ACTIVITY: If a line in the data holds the string "default", list it.

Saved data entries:
= = =
PR #706, opened 2024-09-01
[hlc] Implement automatic compilation with make and Build.xml templates

tobil4sk:
This adds two new templates to the hashlink support library to simplify hlc compilation: `make` for a regular Makefile, and `hxcpp` for a Build.xml. Both of these implement automated compilation, so if you add either of these then an executable is generated automatically:

```hxml
-D hlgen.makefile=make
-D hlgen.makefile=hxcpp
```

The Makefile is smart so it will only recompile files whose dependencies have changed. I've tested it on Linux and on Windows with mingw.

Like with the Visual Studio templates, on Windows the templates expect a `HASHLINK` environment variable to point to the hashlink installation. With the Build.xml template, the installation can also point to the hashlink sources, provided that they contain binaries generated by `hl.sln`.


OKEAMAH (approved):

kLabz:
Small documentation / default value handling issue:
> Set hlgen.makefile for automatic native compilation

But adding `-D hlgen.makefile` (without setting a value) gives:
> Automatic native compilation not yet implemented for 1

If picking a default value is not something we want, it would be nice to list correct values in this error message I think?

tobil4sk:
> If picking a default value is not something we want, it would be nice to list correct values in this error message I think?

The default value was working before, I just forgot about it with my changes so this should be fixed. Maybe it should be updated though:
- vs2019 for windows
- make for other systems

Aside from this, the makefile here doesn't support mac at the moment (mac linker doesn't support `-l:fmt.hdll` syntax). This will have to be fixed before this can be merged. `-lfmt.hdll` doesn't work because hdll libraries don't follow the standard naming of `lib[name].so`. We can instead link with the full path `/usr/local/lib/fmt.hdll`, however, on linux this hardcodes the full path for loading the library, unless `fmt.hdll` is built with `-soname` (already the case with the hashlink cmake file, but not the hashlink make file). So there are two options:

- Use the full path universally, requiring hdlls (including user-made ones) to be built with `-soname` on linux.
- Generate separate linking flags for mac and linux.

Simn:
Yuxiao made me aware of this PR and I'd like to see this made working. Native compilation is the main difficulty I have with HL/C over hxcpp, where everything mostly "just works". I'm not sure what decisions have to be made here, and who has to make them, so I'll just ping @ncannasse and @yuxiaomao and hope for the best!

ncannasse:
At the moment genhl outputs a file that gives all the needed information
then call the haxelib hashlink module.  I guess the implementation for auto
compilation would go there

Le mer. 9 avr. 2025, 11:59, Simon Krajewski ***@***.***> a
écrit :

yuxiaomao:
This PR is ready for me now, with
- Automatic compilation with make/hxcpp/vs2019/2022 templates
- Mac uses separate linking flags with absolute path to hdll (tested on a Mac with Rosetta)
- Suggests default hlgen.makefile value vs2019 (win) / make (others)

If I'm motivated I can eventually add some CI for this with a link to fmt.hdll (e.g. `haxe.crypto.Sha1.encode("Hello world")`)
= = =
SOLUTION BELOW:
Small documentation / default value handling issue:
If picking a default value is not something we want, it would be nice to list correct values in this error message I think?
> If picking a default value is not something we want, it would be nice to list correct values in this error message I think?
The default value was working before, I just forgot about it with my changes so this should be fixed. Maybe it should be updated though:
- Suggests default hlgen.makefile value vs2019 (win) / make (others)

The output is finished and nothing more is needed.